Portrait and self-portrait – Characteristics, Representatives and Definition
Contents
What is Portrait and Self-Portrait?
While a portrait refers to any painting depicting a human figure, a self-portrait refers to a painting depicting the artist who produced it. The self-portrait, whether produced in the medium of painting or photography, is its own genre of art, like that of landscape or still life.
Portraits can be found in most stately homes, museums and art galleries, including homes. Portraits can be paintings, drawings, sculptures or photographs that record changing identity and aspirations. In earlier times, many people had only one portrait painted in their lifetime, if any, so artists were selected with great care and expectations were high.
History of Portraiture and Self-Portraiture
As the 16th century approached, artists began to put themselves more into the picture, physically, socially and stylistically. By this time, portraiture had become more naturalistic and more concerned with the individual. During the Renaissance the genre benefited from the heroism of the artist and became really popular with the rise of wealth and interest in individuality.
The concept of self-portraiture refers to the story of Narcissus told in the Metamorphoses by the Latin poet Ovid. Narcissus was a young man fascinated by the contemplation of his reflection in the water. For a long time the self-portrait was considered a minor subgenre of portraiture.
Beyond the introspection generated by the fact of representing oneself, the self-portrait is a convenient way to practice one’s technique (the easiest model to get is oneself). Then, in 1950 the word is officially admitted in the French language and that therefore it is admitted that the self-portrait is an art.
Types of Portrait and Self-Portrait
The portrait is a graphic genre whose purpose is to represent a person in a similar way. Self-portraits are the representation of oneself, and are not the result of a commission, unlike portraits. This genre allows the person to assert himself as a unique individual and to go through a true exploration of himself, because all physical expressions can be transcribed as joy, madness, melancholy, astonishment, suffering.

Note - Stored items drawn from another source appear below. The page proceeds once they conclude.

PR #4358, opened 2024-10-01
KTOR-7518 Add ReadableByteChannel to ByteReadChannel interop util

bjhham:
**Subsystem**
Shared, I/O

**Motivation**
[KTOR-7518](https://youtrack.jetbrains.com/issue/KTOR-7518) ReadableByteChannel to ByteReadChannel JVM interop is missing

I found this was missing during migration work for Space as a large sample project.  There are places where `ReadableByteChannel` is used for Ktor inputs.

**Solution**
Introduced a utility extension function for converting `ReadableByteChannel` to a `RawSource` and `ByteReadChannel` for async I/O.


e5l (approved):
I think we will need to deprecate this API in the future: it's intended to be used externally

PR #4368, opened 2024-10-04
KTOR-7483 Allow auth header when client is not shared

e5l:
Fix [KTOR-7483](https://youtrack.jetbrains.com/issue/KTOR-7483) HttpCache: Cache collision in the plugin when Authorization header is used [ZD-6809850]


osipxd (approved):
LGTM! Please, check code-style before merge

PR #4369, opened 2024-10-04
KTOR-7479 Quick fix for compatibility with R8 full mode

osipxd:
**Subsystem**
Client/Server

**Motivation**
TBD

**Solution**
TBD


ktor-utils/common/src/io/ktor/util/reflect/Type.kt
```diff
@@ -15,15 +15,35 @@ public expect val KType.platformType: Type
...
  */
-public data class TypeInfo(
+public class TypeInfo(
     public val type: KClass<*>,
     public val reifiedType: Type,
     public val kotlinType: KType? = null
-)
+) {
+
+    public constructor(type: KClass<*>, kotlinType: KType) : this(
```
osipxd, line 28: I would convert this second constructor into a function. And rename `typeInfo` to `TypeInfo`. What do you think?

ktor-utils/jvm/src/io/ktor/util/reflect/TypeInfoJvm.kt
```diff
@@ -10,11 +10,18 @@ public actual typealias Type = java.lang.reflect.Type
...
-    val kType = typeOf<T>()
-    val reifiedType = kType.javaType
-    return typeInfoImpl(reifiedType, T::class, kType)
+    val kType = typeOfOrNull<T>()
+    val reifiedType = try {
+        // kType != null always returns false, so we try to get javaType anyway
+        kType!!.javaType
+    } catch (_: NullPointerException) {
+        // Fallback to a type without generics if we can't get KType for the given T
+        T::class.java
```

The first known portrait is of John II Le Bon (1319 – 1364), Duke of Normandy and then King of France from 1350, which inaugurates a genre, since it is the first direct evocation of a royal portrait, without all the accessories and seen in profile, like a monetary portrait.

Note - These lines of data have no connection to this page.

PR #4371, opened 2024-10-07
KTOR-6589 Replace MD5 with SHA-3

e5l:
Fix KTOR-6589

### DIFF
--- a/ktor-client/ktor-client-core/jvm/src/io/ktor/client/plugins/cache/storage/FileCacheStorage.kt
+++ b/ktor-client/ktor-client-core/jvm/src/io/ktor/client/plugins/cache/storage/FileCacheStorage.kt
@@ -84,7 +84,7 @@ private class FileCacheStorage(
         }
     }
 
-    private fun key(url: Url) = hex(MessageDigest.getInstance("MD5").digest(url.toString().encodeToByteArray()))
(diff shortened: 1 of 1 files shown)


whyoleg:
FYI: SHA3 is supported only on JDK 17+ and not supported on Android when I last checked (https://github.com/whyoleg/cryptography-kotlin/blob/fa49703c4e9dd40c4aae741eb28a5a932f07e49c/cryptography-providers-tests-api/src/commonMain/kotlin/support.kt#L29-L31)
Probably it's better to use `SHA-256`.

e5l:
@olme04, thanks, will replace

ktor-client/ktor-client-core/jvm/src/io/ktor/client/plugins/cache/storage/FileCacheStorage.kt
```diff
@@ -84,7 +84,7 @@ private class FileCacheStorage(
         }
     }
 
-    private fun key(url: Url) = hex(MessageDigest.getInstance("MD5").digest(url.toString().encodeToByteArray()))
+    private fun key(url: Url) = hex(MessageDigest.getInstance("SHA-3").digest(url.toString().encodeToByteArray()))
```
e5l, line 87:
```suggestion
    private fun key(url: Url) = hex(MessageDigest.getInstance("SHA-256").digest(url.toString().encodeToByteArray()))
```

bjhham (approved):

The king seems to have been painted with a remarkable concern for physical characterization and a desire for expressiveness. Later, the models will be represented from three-quarters or from the front.

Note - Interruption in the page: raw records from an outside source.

PR #4374, opened 2024-10-07
KTOR-6963 Fix darwin maxFrameSize option

e5l:
Fix [KTOR-6963](https://youtrack.jetbrains.com/issue/KTOR-6963) Darwin: The `maxFrameSize` option has no effect

### DIFF
--- a/ktor-client/ktor-client-core/common/src/io/ktor/client/plugins/websocket/WebSockets.kt
+++ b/ktor-client/ktor-client-core/common/src/io/ktor/client/plugins/websocket/WebSockets.kt
@@ -186,7 +186,7 @@ public class WebSockets internal constructor(
 
                 LOGGER.trace("Receive websocket session from ${context.request.url}: $session")
 
-                if (plugin.maxFrameSize != Long.MAX_VALUE) {
+                if (plugin.maxFrameSize != Int.MAX_VALUE.toLong()) {
                     session.maxFrameSize = plugin.maxFrameSize
                 }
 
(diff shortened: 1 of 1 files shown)


ktor-client/ktor-client-core/common/src/io/ktor/client/plugins/websocket/WebSockets.kt
```diff
@@ -185,6 +185,11 @@ public class WebSockets internal constructor(
                 }
 
                 LOGGER.trace("Receive websocket session from ${context.request.url}: $session")
+
+                if (plugin.maxFrameSize != Long.MAX_VALUE) {
```
marychatte, line 189: Why compare with `Long.MAX_VALUE` when the default value is `Int.MAX_VALUE.toLong()`? https://github.com/ktorio/ktor/blob/3cd270690ca092fd3c01f82e2655821ec587009f/ktor-client/ktor-client-core/common/src/io/ktor/client/plugins/websocket/WebSockets.kt#L117

marychatte:
Tests are falling for OkHttp engine :(

ktor-client/ktor-client-core/common/src/io/ktor/client/plugins/websocket/WebSockets.kt
e5l: Good catch, will fix
```suggestion
                if (plugin.maxFrameSize != Int.MAX_VALUE.toLong()) {
```

e5l:
@marychatte, fixed with the fix of default check

marychatte (approved):
lgtm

Portrait and Self-Portrait Characteristics
Portraits are artistic representations of people, which can be created in any medium, from traditional oil paintings, to photographs, sculptures and even mixed media. Portraits can depict partial figures, usually showing the head and shoulders, but they can also depict the full figure. They can also illustrate more than one person, in a group or family portrait.
When making a portrait the artist attempts to show appearance as well as some elements of character. Portraits often relate to a message that the artist or the person who commissioned the work wishes to convey, such as the beauty of a daughter courted by a king or the wealth and power of a monarch.
Legacy of this painting
In the 19th century, interest in understanding human feelings grew. Artists were also concerned with emotions, creating portraits or self-portraits of an intimate nature, far from the official portrait, sometimes moving away from faithful representation.
The self-portrait is, in fact, from the late nineteenth century the opportunity for the painter to tell his story or at least part of it. For some, like the painters of the 14th century, they use symbols to personify themselves. The goal is no longer to depict their social status as their predecessors did, rather the goal is to reveal an intimate part of their life or personality. These symbols represent more the emotional state or anecdotal account of their life as an artist than the image they wish to leave behind.
The advent of photography brings a new openness to the art of portraiture. However, many artists continue to draw, paint and engrave portraits and self-portraits. Likewise, we live today, in a time of great fondness for self-portraits, increasingly known as the age of the self.
Main representatives of this painting
The German artist Albrecht Durer was possibly the first master of the self-portrait. In the first half of his life, Durer created a series of exquisite self-portraits, the first being drawn on silverpoint in 1484, when he was only 13 years old, in these images Durer builds and fashions his identity as an artist.
Another representative of the art of portraiture and self-portraiture is Rembrant van Rijn, who created a hundred self-portraits during his lifetime, including paintings, engravings and drawings over a span of 40 years. Many of the paintings show him posing in almost historical costumes, or showing faces of himself. Interestingly, the portraits reflect something of Rembrant’s changing fortunes, personal and financial difficulties, and confirm his remarkable creative energy even in the midst of his personal crises.
One of the greats of portraiture is Vincent van Gogh who painted more than 30 self-portraits between 1886 and 1889. His collection places him among the most prolific self-portrait painters of all time. Like the old masters, van Gogh critically observed himself in a mirror and with a fierce expressiveness created self-portraits of an intensity and immediacy that revealed something internal to the outside world in the most vivid way possible.
All artists have created a series of self-portraits throughout their lives. For example, the works of Pablo Picasso show the artist’s stylistic evolution until his last portrait in 1972.